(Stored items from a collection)
************

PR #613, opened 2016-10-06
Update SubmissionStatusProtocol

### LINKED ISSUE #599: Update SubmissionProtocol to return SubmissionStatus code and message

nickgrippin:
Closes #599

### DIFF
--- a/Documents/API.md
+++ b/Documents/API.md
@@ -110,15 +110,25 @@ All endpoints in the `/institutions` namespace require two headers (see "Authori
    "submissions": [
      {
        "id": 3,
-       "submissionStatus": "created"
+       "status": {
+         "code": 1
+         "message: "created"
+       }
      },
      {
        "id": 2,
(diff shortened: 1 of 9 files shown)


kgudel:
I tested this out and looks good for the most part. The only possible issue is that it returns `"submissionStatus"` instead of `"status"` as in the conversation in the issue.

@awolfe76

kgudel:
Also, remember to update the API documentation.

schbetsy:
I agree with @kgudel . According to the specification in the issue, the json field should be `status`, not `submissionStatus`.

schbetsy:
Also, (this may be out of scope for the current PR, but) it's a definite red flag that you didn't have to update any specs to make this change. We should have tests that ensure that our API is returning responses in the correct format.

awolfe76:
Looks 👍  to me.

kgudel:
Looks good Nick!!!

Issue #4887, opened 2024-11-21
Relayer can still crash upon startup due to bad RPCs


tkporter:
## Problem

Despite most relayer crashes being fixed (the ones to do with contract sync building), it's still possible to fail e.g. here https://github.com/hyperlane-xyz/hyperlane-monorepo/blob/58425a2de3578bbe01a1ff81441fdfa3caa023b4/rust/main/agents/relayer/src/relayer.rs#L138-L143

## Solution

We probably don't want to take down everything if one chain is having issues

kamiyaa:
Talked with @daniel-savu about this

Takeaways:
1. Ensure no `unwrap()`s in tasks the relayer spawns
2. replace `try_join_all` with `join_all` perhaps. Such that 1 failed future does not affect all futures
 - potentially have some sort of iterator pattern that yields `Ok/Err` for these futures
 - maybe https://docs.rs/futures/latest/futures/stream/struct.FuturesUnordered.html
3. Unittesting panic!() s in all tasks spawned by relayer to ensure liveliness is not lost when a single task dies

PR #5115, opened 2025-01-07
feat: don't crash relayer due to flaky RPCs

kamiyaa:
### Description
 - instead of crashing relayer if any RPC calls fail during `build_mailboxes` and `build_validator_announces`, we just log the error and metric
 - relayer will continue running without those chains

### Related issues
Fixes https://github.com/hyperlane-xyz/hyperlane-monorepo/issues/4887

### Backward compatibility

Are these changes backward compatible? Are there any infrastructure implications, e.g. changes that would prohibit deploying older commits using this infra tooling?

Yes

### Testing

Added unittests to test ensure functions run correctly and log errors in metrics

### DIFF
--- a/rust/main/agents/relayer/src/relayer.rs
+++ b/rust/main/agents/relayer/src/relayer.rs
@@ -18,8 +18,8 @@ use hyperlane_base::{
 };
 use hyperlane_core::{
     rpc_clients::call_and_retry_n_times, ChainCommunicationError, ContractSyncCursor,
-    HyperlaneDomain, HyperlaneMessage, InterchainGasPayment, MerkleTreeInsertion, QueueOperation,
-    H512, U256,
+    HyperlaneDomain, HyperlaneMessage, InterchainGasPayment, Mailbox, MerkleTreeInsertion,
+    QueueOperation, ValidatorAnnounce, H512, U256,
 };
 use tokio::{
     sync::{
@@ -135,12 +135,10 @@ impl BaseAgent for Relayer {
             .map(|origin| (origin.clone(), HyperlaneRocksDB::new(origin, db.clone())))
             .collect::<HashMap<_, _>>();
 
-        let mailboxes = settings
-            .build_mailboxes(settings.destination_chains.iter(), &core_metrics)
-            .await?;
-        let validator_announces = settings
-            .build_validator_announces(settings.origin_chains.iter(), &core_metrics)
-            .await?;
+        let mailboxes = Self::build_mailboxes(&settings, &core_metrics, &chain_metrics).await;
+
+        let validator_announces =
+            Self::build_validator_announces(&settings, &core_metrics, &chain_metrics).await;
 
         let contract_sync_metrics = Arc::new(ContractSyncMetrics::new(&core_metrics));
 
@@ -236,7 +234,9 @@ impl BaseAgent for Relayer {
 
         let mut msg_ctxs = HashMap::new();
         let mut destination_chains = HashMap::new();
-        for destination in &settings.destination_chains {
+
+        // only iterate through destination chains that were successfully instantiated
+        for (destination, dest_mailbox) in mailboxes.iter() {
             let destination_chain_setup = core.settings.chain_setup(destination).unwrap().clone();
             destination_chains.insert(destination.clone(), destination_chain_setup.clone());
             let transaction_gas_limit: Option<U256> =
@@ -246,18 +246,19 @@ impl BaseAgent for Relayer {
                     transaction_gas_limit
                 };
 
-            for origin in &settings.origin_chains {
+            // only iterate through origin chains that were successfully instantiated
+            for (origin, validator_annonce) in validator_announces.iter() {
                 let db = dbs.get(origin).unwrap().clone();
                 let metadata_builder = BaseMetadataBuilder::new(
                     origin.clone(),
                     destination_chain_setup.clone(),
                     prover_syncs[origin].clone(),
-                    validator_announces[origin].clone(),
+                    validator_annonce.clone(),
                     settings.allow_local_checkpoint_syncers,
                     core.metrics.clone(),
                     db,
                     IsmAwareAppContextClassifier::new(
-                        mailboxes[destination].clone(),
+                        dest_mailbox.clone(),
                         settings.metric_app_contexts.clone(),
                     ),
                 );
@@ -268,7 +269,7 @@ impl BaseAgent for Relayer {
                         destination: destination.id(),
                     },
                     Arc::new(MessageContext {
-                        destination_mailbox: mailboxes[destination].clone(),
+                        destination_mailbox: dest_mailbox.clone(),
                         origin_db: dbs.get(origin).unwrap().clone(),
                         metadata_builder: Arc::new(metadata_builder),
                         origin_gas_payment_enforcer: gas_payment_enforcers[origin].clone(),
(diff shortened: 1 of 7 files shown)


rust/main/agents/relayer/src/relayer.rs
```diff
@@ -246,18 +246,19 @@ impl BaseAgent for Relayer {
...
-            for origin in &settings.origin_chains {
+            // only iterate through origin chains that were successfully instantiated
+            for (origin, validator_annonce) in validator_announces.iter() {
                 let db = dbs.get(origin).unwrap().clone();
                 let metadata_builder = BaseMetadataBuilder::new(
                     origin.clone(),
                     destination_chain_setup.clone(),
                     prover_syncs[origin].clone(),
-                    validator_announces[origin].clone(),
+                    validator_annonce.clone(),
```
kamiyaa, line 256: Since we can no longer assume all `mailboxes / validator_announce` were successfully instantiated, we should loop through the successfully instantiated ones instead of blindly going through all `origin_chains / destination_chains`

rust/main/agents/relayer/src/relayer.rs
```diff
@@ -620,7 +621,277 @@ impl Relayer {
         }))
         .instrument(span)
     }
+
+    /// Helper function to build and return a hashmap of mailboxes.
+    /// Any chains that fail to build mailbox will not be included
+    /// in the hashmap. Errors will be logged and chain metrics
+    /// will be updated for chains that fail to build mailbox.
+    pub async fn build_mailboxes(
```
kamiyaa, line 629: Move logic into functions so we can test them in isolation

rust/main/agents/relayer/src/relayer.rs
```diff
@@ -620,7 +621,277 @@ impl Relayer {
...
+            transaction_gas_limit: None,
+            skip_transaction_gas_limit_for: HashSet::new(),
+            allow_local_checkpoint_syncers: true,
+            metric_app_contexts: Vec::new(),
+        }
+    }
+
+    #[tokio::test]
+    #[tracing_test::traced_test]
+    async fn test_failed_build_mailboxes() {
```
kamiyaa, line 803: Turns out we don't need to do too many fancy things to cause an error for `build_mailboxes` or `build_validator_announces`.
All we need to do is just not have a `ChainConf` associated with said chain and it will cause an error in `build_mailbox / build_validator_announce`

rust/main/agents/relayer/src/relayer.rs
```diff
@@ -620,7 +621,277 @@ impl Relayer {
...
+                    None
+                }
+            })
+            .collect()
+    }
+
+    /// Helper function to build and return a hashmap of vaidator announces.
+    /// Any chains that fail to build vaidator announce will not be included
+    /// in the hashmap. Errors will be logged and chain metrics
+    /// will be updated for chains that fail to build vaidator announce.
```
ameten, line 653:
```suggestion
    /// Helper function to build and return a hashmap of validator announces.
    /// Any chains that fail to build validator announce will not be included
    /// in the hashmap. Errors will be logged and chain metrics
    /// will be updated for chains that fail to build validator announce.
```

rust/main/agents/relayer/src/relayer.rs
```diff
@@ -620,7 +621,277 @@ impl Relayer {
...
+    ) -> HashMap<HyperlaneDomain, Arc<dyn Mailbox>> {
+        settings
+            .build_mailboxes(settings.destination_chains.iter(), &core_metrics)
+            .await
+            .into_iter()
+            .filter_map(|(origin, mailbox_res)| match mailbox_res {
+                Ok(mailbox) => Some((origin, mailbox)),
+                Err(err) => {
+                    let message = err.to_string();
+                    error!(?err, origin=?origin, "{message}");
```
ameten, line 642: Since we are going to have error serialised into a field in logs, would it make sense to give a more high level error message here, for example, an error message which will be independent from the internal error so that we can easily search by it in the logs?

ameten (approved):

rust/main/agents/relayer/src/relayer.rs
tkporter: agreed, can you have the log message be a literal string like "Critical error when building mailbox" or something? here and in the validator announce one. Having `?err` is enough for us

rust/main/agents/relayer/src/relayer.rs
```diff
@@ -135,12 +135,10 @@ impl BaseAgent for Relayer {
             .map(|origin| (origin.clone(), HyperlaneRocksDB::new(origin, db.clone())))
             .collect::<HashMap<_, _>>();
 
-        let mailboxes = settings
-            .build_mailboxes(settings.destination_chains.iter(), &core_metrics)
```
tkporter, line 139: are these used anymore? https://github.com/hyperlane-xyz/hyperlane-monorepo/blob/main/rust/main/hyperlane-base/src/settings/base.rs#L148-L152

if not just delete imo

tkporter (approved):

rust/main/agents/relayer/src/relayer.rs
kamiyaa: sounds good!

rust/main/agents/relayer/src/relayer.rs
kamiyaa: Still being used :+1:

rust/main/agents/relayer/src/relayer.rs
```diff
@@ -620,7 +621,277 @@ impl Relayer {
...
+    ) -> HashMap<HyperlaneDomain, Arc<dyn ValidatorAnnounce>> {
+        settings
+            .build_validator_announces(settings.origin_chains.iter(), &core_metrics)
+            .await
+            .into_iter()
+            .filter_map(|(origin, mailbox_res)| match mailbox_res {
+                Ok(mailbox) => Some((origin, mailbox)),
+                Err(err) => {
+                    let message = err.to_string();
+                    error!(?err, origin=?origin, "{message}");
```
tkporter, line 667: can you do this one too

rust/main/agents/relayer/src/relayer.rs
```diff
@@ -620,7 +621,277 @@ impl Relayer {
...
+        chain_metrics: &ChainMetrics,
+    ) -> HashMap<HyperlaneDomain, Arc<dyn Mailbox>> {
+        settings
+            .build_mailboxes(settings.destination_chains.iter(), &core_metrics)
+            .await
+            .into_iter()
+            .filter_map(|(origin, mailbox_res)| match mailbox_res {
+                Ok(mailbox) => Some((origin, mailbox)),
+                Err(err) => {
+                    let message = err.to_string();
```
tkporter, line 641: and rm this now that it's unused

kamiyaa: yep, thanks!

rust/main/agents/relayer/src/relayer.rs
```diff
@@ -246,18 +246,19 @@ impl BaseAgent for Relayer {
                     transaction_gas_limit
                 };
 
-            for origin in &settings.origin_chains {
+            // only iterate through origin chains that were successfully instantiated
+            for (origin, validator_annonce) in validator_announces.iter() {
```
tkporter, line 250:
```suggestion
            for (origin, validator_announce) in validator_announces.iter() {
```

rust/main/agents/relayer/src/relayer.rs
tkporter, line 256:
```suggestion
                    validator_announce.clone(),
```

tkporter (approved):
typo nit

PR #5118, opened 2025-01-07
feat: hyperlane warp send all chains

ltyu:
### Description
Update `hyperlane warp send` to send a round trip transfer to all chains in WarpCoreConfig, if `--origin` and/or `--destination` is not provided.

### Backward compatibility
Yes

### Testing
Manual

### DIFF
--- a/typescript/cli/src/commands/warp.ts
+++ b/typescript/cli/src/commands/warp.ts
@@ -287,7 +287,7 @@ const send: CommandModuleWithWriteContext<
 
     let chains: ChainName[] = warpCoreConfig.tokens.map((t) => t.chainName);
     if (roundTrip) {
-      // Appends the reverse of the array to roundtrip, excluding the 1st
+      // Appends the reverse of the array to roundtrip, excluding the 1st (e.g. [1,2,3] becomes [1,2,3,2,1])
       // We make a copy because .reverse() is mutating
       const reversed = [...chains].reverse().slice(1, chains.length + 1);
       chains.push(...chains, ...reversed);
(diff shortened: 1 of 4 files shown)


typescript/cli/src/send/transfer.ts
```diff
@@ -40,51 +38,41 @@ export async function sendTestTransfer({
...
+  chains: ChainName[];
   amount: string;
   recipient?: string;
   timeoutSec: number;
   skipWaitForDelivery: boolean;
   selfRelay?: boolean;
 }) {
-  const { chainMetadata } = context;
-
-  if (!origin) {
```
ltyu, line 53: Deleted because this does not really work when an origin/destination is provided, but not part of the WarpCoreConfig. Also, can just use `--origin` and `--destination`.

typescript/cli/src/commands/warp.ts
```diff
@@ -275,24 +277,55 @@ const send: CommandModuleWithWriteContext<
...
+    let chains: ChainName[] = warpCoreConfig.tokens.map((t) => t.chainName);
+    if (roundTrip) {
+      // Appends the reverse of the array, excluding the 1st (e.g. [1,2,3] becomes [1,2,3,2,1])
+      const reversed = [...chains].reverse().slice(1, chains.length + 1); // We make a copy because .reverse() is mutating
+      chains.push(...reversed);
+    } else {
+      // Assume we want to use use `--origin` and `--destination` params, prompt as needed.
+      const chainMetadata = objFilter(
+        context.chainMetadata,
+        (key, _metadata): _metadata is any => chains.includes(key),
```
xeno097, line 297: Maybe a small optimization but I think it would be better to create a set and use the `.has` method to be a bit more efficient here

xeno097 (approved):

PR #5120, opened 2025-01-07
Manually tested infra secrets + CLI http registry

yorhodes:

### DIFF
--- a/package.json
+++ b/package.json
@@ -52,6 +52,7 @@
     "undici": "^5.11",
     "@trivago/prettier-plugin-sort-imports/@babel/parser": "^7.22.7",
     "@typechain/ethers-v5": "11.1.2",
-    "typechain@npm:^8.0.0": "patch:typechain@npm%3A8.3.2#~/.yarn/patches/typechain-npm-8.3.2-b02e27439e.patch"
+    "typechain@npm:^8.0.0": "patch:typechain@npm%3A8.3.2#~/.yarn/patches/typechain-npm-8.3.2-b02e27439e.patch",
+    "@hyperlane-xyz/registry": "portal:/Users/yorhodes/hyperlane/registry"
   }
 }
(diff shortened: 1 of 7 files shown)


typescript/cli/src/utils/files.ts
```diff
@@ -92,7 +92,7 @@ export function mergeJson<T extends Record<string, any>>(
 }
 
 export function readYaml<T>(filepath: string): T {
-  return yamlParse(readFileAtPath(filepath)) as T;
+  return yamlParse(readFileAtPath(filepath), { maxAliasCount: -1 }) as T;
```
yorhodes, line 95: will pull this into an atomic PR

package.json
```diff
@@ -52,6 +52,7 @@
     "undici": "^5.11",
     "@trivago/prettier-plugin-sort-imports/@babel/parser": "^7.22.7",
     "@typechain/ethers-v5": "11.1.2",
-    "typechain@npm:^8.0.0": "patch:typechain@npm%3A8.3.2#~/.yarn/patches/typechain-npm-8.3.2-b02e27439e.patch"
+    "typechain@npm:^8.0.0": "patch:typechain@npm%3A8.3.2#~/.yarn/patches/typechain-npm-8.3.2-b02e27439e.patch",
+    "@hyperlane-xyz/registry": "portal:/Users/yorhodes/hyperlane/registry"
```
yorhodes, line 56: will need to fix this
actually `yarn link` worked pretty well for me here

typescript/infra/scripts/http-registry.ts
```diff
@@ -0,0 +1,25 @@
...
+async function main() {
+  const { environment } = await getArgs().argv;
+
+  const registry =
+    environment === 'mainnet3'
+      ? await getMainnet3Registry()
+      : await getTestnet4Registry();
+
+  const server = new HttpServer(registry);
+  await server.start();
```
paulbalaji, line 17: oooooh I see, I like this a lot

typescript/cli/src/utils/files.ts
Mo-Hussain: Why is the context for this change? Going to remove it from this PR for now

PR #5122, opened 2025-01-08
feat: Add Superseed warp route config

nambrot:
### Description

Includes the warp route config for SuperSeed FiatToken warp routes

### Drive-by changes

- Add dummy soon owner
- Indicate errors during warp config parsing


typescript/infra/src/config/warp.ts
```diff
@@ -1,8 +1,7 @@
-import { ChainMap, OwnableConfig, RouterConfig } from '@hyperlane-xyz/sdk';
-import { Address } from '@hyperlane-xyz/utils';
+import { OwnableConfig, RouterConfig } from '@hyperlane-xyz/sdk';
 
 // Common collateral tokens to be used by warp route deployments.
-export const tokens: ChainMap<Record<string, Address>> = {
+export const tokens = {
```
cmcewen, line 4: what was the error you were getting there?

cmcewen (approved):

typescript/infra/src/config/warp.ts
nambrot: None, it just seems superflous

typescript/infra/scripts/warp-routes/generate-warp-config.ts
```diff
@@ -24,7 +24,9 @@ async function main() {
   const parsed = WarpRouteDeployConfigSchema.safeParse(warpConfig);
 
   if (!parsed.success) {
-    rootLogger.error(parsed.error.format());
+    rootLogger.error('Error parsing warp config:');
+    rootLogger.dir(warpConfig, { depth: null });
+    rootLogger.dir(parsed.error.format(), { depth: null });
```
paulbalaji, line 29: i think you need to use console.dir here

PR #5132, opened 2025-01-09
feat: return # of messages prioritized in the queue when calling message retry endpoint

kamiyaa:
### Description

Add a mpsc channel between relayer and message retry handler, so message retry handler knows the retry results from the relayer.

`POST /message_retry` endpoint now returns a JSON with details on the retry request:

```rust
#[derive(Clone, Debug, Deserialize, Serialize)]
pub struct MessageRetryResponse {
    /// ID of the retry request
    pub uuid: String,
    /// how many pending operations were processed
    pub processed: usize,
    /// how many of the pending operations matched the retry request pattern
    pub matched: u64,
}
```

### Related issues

************

* [Aim of the task]: Of the entries above, tally the lines with "approved" in them. Only the total should be given.

* [Answer to this task]: 5